Die kurzen Zusammenfassungen zu den einzelnen Vitrinen geben einen Überblick über die Geschichte der armenischen Typographie. Die Buchdruckerei von Hakob Meghapart wurde durch seinen Nachfolger nach Konstantinopel umsiedelt, wo im 18. Jahrhundert über 300 Werke in mehr als zwanzig armenischen Druckereien veröffentlicht wurden. Allerdings stammt der Großteil der Bücher der siebenbürgischen Armenier, die sich im späten 17. Jahrhundert mit der katholischen Kirche vereinigten, aus der Typographia Polyglotta der römischen Propaganda Fide: bis zum Ende des 18. Jahrhunderts kennen wir 44 hier veröffentlichte Werke in armenischer Sprache. Das Mechitaristen-Orden, das in 1701 in Konstantinopel gegründet wurde und seit 1715 bis zum heutigen Tag auf der Insel St. Lazarus in Venedig tätig ist – die „armenischen Benediktiner“, die größten Exponenten der Armenologie jener Zeit – gaben ihre armenische Bücher bis zum Ende des 18. Jahrhunderts in italienischen Druckereien aus, aber im Jahre 1789 gründeten sie ihre eigene Buchdruckerei, wo sie Hunderte von Bücher in fast vierzig Sprachen veröffentlichten. Durch der armenischen Diaspora erreichten diese auch an den entlegenen Provinzen des Osmanischen Reiches. Im Jahr 1773 hat eine Gruppe der venezianischen Mechitaristen in Triest, und in 1810 in Wien umgesiedelt, wo sie eine wichtige wissenschaftliche und ausgeberische Tätigkeit entwickelt haben.
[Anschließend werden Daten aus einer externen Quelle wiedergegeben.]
PR #18556, opened 2023-09-19
jj: update to 0.9.0

ognevnydemon:
notable changes:
- build with all features
- add split package for docs
- add completions for shells

### DIFF
--- a/mingw-w64-jj/PKGBUILD
+++ b/mingw-w64-jj/PKGBUILD
@@ -1,12 +1,12 @@
 # Maintainer: Johannes Schindelin <johannes.schindelin@gmx.de>
 
 _realname=jj
-_commit=c59dcd76a4e085de85577df7c515bcf7884c8373
 pkgbase=mingw-w64-${_realname}
-pkgname=("${MINGW_PACKAGE_PREFIX}-${_realname}")
-pkgver=0.2.0.586.c59dcd76
+pkgname=("${MINGW_PACKAGE_PREFIX}-${_realname}"
+         "${MINGW_PACKAGE_PREFIX}-${_realname}-docs")
+pkgver=0.9.0
 pkgrel=1
-pkgdesc='Jujutsu (an experimental VCS) (mingw-w64)'
+pkgdesc="Jujutsu (an experimental VCS) (mingw-w64)"
 arch=('any')
 mingw_arch=('mingw32' 'mingw64' 'ucrt64' 'clang64' 'clangarm64' 'clang32')
 msys2_references=(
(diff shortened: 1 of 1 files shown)


mingw-w64-jj/PKGBUILD
```diff
@@ -15,53 +15,64 @@ msys2_references=(
 url="https://github.com/martinvonz/jj"
 license=('spdx:Apache-2.0')
 makedepends=("${MINGW_PACKAGE_PREFIX}-rust" "git")
-source=("git+https://github.com/martinvonz/jj#commit=${_commit}")
+source=("${_realname}::git+${url}#tag=v${pkgver}")
```
mmuetzel, line 18: Would it make sense to build from the release tarball instead?
``` suggestion
source=("${_realname}-${pkgver}.tar.gz::https://github.com/martinvonz/jj/archive/refs/tags/v${pkgver}.tar.gz")
```
(Untested)

ognevnydemon: in this way we also install source code. the only difference is that it's already signed and .git directory is included

mmuetzel: > in this way we also install source code.

Source tarballs usually contain source code. Is that different for that project?

> .git directory is included
Do you need that directory?

ognevnydemon: > Source tarballs usually contain source code. Is that different for that project?
no
> Do you need that directory?
no

I just left source as it was. IMO there is no reason to change the way how source is downloaded

mmuetzel: If possible try to stay close to the PKGBUILD templates to keep maintenance easy.

In this case, the closest template is probably:
https://github.com/msys2/MINGW-packages/blob/master/mingw-w64-PKGBUILD-templates/PKGBUILD.cargo-tarball.sh

ognevnydemon: anyway this is note essential. if I can leave this as is, I'll leave it as is

lazka:
either build a tarball or a commit, git tags can be changed without us noticing.

ognevnydemon:
> either build a tarball or a commit, git tags can be changed without us noticing.

oh, ok. thanks for the answer. will change today

ognevnydemon:
> oh, ok. thanks for the answer. will change today

done

ognevnydemon:
oops, binary was removed...

ognevnydemon:
any other objections?

lazka:
I find the split package for 180kb docs questionable, but ymmv :)

ognevnydemon:
> I find the split package for 180kb docs questionable, but ymmv :)

these docs are actually compiled with mkdocs, but IMO it will cool to let someone to read them using good reader

PR #18565, opened 2023-09-20
Update mingw-w64

lazka:
https://github.com/mingw-w64/mingw-w64/compare/0605217f5d60257a53ec875e2e4ff36a3e14f825...833753684d3a520ebcd3cd73e614c97bbb55ffb8


raedrizqie:
while you are at it, can you please add this patch (needed for chromium)
```
diff --git a/mingw-w64-headers/include/windows.system.userprofile.h b/mingw-w64-headers/include/windows.system.userprofile.h
index 06613e00d..fda640dfc 100644
--- a/mingw-w64-headers/include/windows.system.userprofile.h
+++ b/mingw-w64-headers/include/windows.system.userprofile.h
@@ -157,7 +157,7 @@ namespace ABI {
                         HSTRING *value) = 0;
 
                     virtual HRESULT STDMETHODCALLTYPE get_WeekStartsOn(
-                        enum DayOfWeek *value) = 0;
+                        enum ABI::Windows::Globalization::DayOfWeek *value) = 0;
 
                 };
             }
```

lazka:
> while you are at it, can you please add this patch (needed for chromium)

Would it make sense to report this upstream?

Biswa96:
> Would it make sense to report this upstream?

https://bugs.winehq.org/show_bug.cgi?id=55347

lazka:
Looks like winehq.org is down currently :/

Either way, feel free to create a PR, and add an inline comment as to why this is needed, when it can be removed, and any related upstream links.

PR #18571, opened 2023-09-21
numba: update to 0.58.0

ognevnydemon:
includes numpy 1.25 compat


MehdiChinoune:
> also llvmlite 0.41.0 is released, but it requires some extra changes

numba 0.58 requires llvmlite 0.41 see: https://github.com/numba/numba/blob/0.58.0/setup.py#L27

ognevnydemon:
> > also llvmlite 0.41.0 is released, but it requires some extra changes
> 
> numba 0.58 requires llvmlite 0.41 see: https://github.com/numba/numba/blob/0.58.0/setup.py#L27

oh...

Ein ungarischer Drucker aus Siebenbürgen hat auch eine entscheidende Rolle in der Geschichte der armenischen Typographie gespielt. Der einflussreichste armenische Drucker, Voskan Yerevantsi hat seine Druckerei in Amsterdam in 1660 gegründet, und als er mit den verfügbaren armenischen Schriftarten unzufrieden war, beauftragte er den dort arbeitenden Miklós Kis of Misztótfalu, eine neue armenische Druckschrift zu entwerfen, die sich schnell in ganz Europa verbreitete, und seine verschiedene Versionen noch in Gebrauch sind.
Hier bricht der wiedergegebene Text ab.